I am still able to use the service provided by RSS Include, but in order for me to be able to adjust the widths and heights of containers, scroll speed, pause length, etc, etc, I will now have to pay an annual fee. As my web site generates little income, I am not really able to justify this expense.

Because of this (and also because I don't really like the idea that when using the likes of RSS Include, the continuing functionality of my feeds rests entirely in their hands, and should they decide to again withdraw the service they provide, or increase their charges, I would again be left without a service) I decided to look for an alternative solution.

Before I progress further, I should perhaps make it known that when it comes to programming, my level of understanding is zero, and while I am able to successfully build web sites using html and css, I understand very little about javascript or php.

I have done some serious Googling for news aggregators, but have not yet found a suitable free alternative to the RSS Include option which I had been using. Becoming rather frustrated, I recalled how some years ago I had purchased a program called CoffeeCup New Flash, which is supposed to produce a similar effect to that which had previously been achieved using RSS Include. After locating and installing the software, I had an experiment.

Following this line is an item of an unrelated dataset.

PR #201, opened 2026-06-08
ci: Add lint + CI pipeline for the server package

### LINKED ISSUE #124: ci: add lint + CI pipeline for the server package
## Problem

Initially, all seemed okay, with the only apparent downside being that the CoffeeCup readers appear to display text, whereas the RSS Include system displayed text and images (where available). Given my limited level of technical knowledge, the CoffeeCup system seemed to perhaps be my best option, so I proceeded to generate and upload some files to my hosting account and to conduct some further tests so as to be certain that all worked correctly before I went as far as embedding the readers into my web page.

When I display my test page using Firefox, which includes a whole group of readers generated using CoffeeCup, only some of the readers display, with others having been replaced by a message saying something like 'oops, failed to load data'.

After some additional research I have reached the conclusion that this problem isn't due to my error in incorrectly setting up the necessary files, but is apparently due to some issue with the php code itself.

Check out my test page http://www.corncreations.co.uk/test/rss/rss.html and you will see that each time the page loads, different readers fail.

I Googled the problem and found this thread: http://www.coffeecup.com/forums/flash-blogger/blogger-oops-failed-to-load-data-error/ and also this: http://www.coffeecup.com/forums/new...ad-data/?page=1&forum_user_posts_per_page=all, which mention that the problem I am experiencing is due to certain server settings not having been actived - only after checking, I can confirm that the settings said to cause the problem are in fact enabled on my hosting server - so this cannot be the case? Here is a link to display the settings of my host server. http://www.corncreations.co.uk/test/phpinfo.php

Someone who has posted in the above threads mentions how the php coding is to blame, and that it is not compatible with later versions of PHP? I cannot say whether this is the case and I cannot ask the creator of the CoffeeCup software for advice, as they apparently discontinued the project in 2009, with support no longer being available.

Here is an example of each of the files generated by the CoffeeCup program. I get one of each of these for every single reader I generate using the program.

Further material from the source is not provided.